TASK PROMPT
When you repeat the listing, keep every character as it is.
------------------------------------------------------------
PR #2749, opened 2025-03-10
fix: enable retries for integration tests

sveitser:
Currently the retries don't work because we start the native demo once then retry the asserts. However if the tests fail it usually means the native demo is not working so we would have to restart it. This PR moves starts the native demo as part of the integration tests, thereby making the tests standalone.

Unfortunately the upgrade test currently never works for me locally, even on `main`. edit: it does work on CI though so it's probably me.

### DIFF
--- a/.github/workflows/test.yml
+++ b/.github/workflows/test.yml
@@ -212,10 +212,11 @@ jobs:
         version: [02,99]
         include:
           - version: 02
-            compose: "-f process-compose.yaml"
+            test-name: test_native_demo
 
           - version: 99
-            compose: "-f process-compose.yaml -f process-compose-mp.yml"
+            test-name: test_native_demo_upgrade
+
       fail-fast: false
     runs-on: ubuntu-latest
     steps:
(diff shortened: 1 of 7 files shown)


jparr721 (approved):

.github/workflows/test.yml
```diff
@@ -212,10 +212,11 @@ jobs:
         version: [02,99]
         include:
           - version: 02
-            compose: "-f process-compose.yaml"
+            test-name: test_native_demo_basic
```
imabdulbasit, line 215: so previously this was running smoke and upgrade test both. Now its just upgrade test?

tests/upgrades.rs
```diff
@@ -3,12 +3,21 @@ use espresso_types::{FeeVersion, MarketplaceVersion};
...
+    smoke::assert_native_demo_works,
+};
 
 const SEQUENCER_BLOCKS_TIMEOUT: u64 = 200;
 
 #[tokio::test(flavor = "multi_thread")]
-async fn test_upgrade() -> Result<()> {
+async fn test_native_demo_upgrade() -> Result<()> {
+    let _demo = NativeDemo::run(Some(
+        "-f process-compose.yaml -f process-compose-mp.yml".to_string(),
```
imabdulbasit, line 16: this would only run marketplace upgrade, so have to maybe do it through an env variable

.github/workflows/test.yml
imabdulbasit: nvm I see assert_native_demo_works() being called

PR #2752, opened 2025-03-10
Calculate and use weights for new VID

ss-es:

### DIFF
--- a/hotshot-types/src/data/vid_disperse.rs
+++ b/hotshot-types/src/data/vid_disperse.rs
@@ -10,6 +10,7 @@ use std::{collections::BTreeMap, fmt::Debug, hash::Hash, marker::PhantomData};
 
 use hotshot_utils::anytrace::*;
 use jf_vid::{VidDisperse as JfVidDisperse, VidScheme};
+use primitive_types::U256;
 use serde::{Deserialize, Serialize};
 use tokio::task::spawn_blocking;
 
@@ -20,7 +21,9 @@ use crate::{
     message::Proposal,
     simple_vote::HasEpoch,
     traits::{
-        block_contents::EncodeBytes, node_implementation::NodeType, signature_key::SignatureKey,
+        block_contents::EncodeBytes,
+        node_implementation::NodeType,
+        signature_key::{SignatureKey, StakeTableEntryType},
         BlockPayload,
     },
     vid::{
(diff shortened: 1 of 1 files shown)


hotshot-types/src/data/vid_disperse.rs
```diff
@@ -274,6 +279,39 @@ impl<TYPES: NodeType> HasViewNumber<TYPES> for AvidMDisperse<TYPES> {
     }
 }
 
+/// The target total stake to scale to for VID.
+pub const VID_TARGET_TOTAL_STAKE: u32 = 10000;
```
mrain, line 283: Just tested, using 4 threads the dispersal of 32MB payload to storage nodes with 10k total weights costs 6.5s on my local laptop. Do you think it's acceptable?

ss-es: @bfish713 is this a reasonable time for VID? I guess 32MB is on the large side for a payload?

hotshot-types/src/data/vid_disperse.rs
```diff
@@ -274,6 +279,66 @@ impl<TYPES: NodeType> HasViewNumber<TYPES> for AvidMDisperse<TYPES> {
...
+    // weights, in stake table order
+    weights: Vec<u32>,
+
+    // total weight
+    total_weight: usize,
+}
+
+fn approximate_weights<TYPES: NodeType>(
+    stake_table: Vec<PeerConfig<TYPES::SignatureKey>>,
+) -> Weights {
```
mrain, line 296: Should we also have a simple function just to calculate the total_weights? Share verification and commitment computation also need this information.

- https://github.com/EspressoSystems/espresso-network/blob/c7deb08a3bba9997d8842a892d99ca40d36e0ec3/hotshot-types/src/data.rs#L334
- https://github.com/EspressoSystems/espresso-network/blob/c7deb08a3bba9997d8842a892d99ca40d36e0ec3/hotshot-types/src/data/vid_disperse.rs#L489

Also there are other calls from query-service and sequencer.

ss-es: added `vid_total_weight`: https://github.com/EspressoSystems/espresso-network/pull/2752/commits/f2d06f57c326941af9e3d4576c2542d5e7bf1b30

mrain (approved):
LGTM!

PR #2754, opened 2025-03-11
fix: geth genesis: set difficult to zero

sveitser:
We updated geth and the difficulty must now be zero.


imabdulbasit (approved):

sveitser:
This shouldn't affect the hotshot integration tests. So I will bypass.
------------------------------------------------------------
TASK ANSWER
PR #2749, opened 2025-03-10
fix: enable retries for integration tests

sveitser:
Currently the retries don't work because we start the native demo once then retry the asserts. However if the tests fail it usually means the native demo is not working so we would have to restart it. This PR moves starts the native demo as part of the integration tests, thereby making the tests standalone.

Unfortunately the upgrade test currently never works for me locally, even on `main`. edit: it does work on CI though so it's probably me.

### DIFF
--- a/.github/workflows/test.yml
+++ b/.github/workflows/test.yml
@@ -212,10 +212,11 @@ jobs:
         version: [02,99]
         include:
           - version: 02
-            compose: "-f process-compose.yaml"
+            test-name: test_native_demo
 
           - version: 99
-            compose: "-f process-compose.yaml -f process-compose-mp.yml"
+            test-name: test_native_demo_upgrade
+
       fail-fast: false
     runs-on: ubuntu-latest
     steps:
(diff shortened: 1 of 7 files shown)


jparr721 (approved):

.github/workflows/test.yml
```diff
@@ -212,10 +212,11 @@ jobs:
         version: [02,99]
         include:
           - version: 02
-            compose: "-f process-compose.yaml"
+            test-name: test_native_demo_basic
```
imabdulbasit, line 215: so previously this was running smoke and upgrade test both. Now its just upgrade test?

tests/upgrades.rs
```diff
@@ -3,12 +3,21 @@ use espresso_types::{FeeVersion, MarketplaceVersion};
...
+    smoke::assert_native_demo_works,
+};
 
 const SEQUENCER_BLOCKS_TIMEOUT: u64 = 200;
 
 #[tokio::test(flavor = "multi_thread")]
-async fn test_upgrade() -> Result<()> {
+async fn test_native_demo_upgrade() -> Result<()> {
+    let _demo = NativeDemo::run(Some(
+        "-f process-compose.yaml -f process-compose-mp.yml".to_string(),
```
imabdulbasit, line 16: this would only run marketplace upgrade, so have to maybe do it through an env variable

.github/workflows/test.yml
imabdulbasit: nvm I see assert_native_demo_works() being called

PR #2752, opened 2025-03-10
Calculate and use weights for new VID

ss-es:

### DIFF
--- a/hotshot-types/src/data/vid_disperse.rs
+++ b/hotshot-types/src/data/vid_disperse.rs
@@ -10,6 +10,7 @@ use std::{collections::BTreeMap, fmt::Debug, hash::Hash, marker::PhantomData};
 
 use hotshot_utils::anytrace::*;
 use jf_vid::{VidDisperse as JfVidDisperse, VidScheme};
+use primitive_types::U256;
 use serde::{Deserialize, Serialize};
 use tokio::task::spawn_blocking;
 
@@ -20,7 +21,9 @@ use crate::{
     message::Proposal,
     simple_vote::HasEpoch,
     traits::{
-        block_contents::EncodeBytes, node_implementation::NodeType, signature_key::SignatureKey,
+        block_contents::EncodeBytes,
+        node_implementation::NodeType,
+        signature_key::{SignatureKey, StakeTableEntryType},
         BlockPayload,
     },
     vid::{
(diff shortened: 1 of 1 files shown)


hotshot-types/src/data/vid_disperse.rs
```diff
@@ -274,6 +279,39 @@ impl<TYPES: NodeType> HasViewNumber<TYPES> for AvidMDisperse<TYPES> {
     }
 }
 
+/// The target total stake to scale to for VID.
+pub const VID_TARGET_TOTAL_STAKE: u32 = 10000;
```
mrain, line 283: Just tested, using 4 threads the dispersal of 32MB payload to storage nodes with 10k total weights costs 6.5s on my local laptop. Do you think it's acceptable?

ss-es: @bfish713 is this a reasonable time for VID? I guess 32MB is on the large side for a payload?

hotshot-types/src/data/vid_disperse.rs
```diff
@@ -274,6 +279,66 @@ impl<TYPES: NodeType> HasViewNumber<TYPES> for AvidMDisperse<TYPES> {
...
+    // weights, in stake table order
+    weights: Vec<u32>,
+
+    // total weight
+    total_weight: usize,
+}
+
+fn approximate_weights<TYPES: NodeType>(
+    stake_table: Vec<PeerConfig<TYPES::SignatureKey>>,
+) -> Weights {
```
mrain, line 296: Should we also have a simple function just to calculate the total_weights? Share verification and commitment computation also need this information.

- https://github.com/EspressoSystems/espresso-network/blob/c7deb08a3bba9997d8842a892d99ca40d36e0ec3/hotshot-types/src/data.rs#L334
- https://github.com/EspressoSystems/espresso-network/blob/c7deb08a3bba9997d8842a892d99ca40d36e0ec3/hotshot-types/src/data/vid_disperse.rs#L489

Also there are other calls from query-service and sequencer.

ss-es: added `vid_total_weight`: https://github.com/EspressoSystems/espresso-network/pull/2752/commits/f2d06f57c326941af9e3d4576c2542d5e7bf1b30

mrain (approved):
LGTM!

PR #2754, opened 2025-03-11
fix: geth genesis: set difficult to zero

sveitser:
We updated geth and the difficulty must now be zero.


imabdulbasit (approved):

sveitser:
This shouldn't affect the hotshot integration tests. So I will bypass.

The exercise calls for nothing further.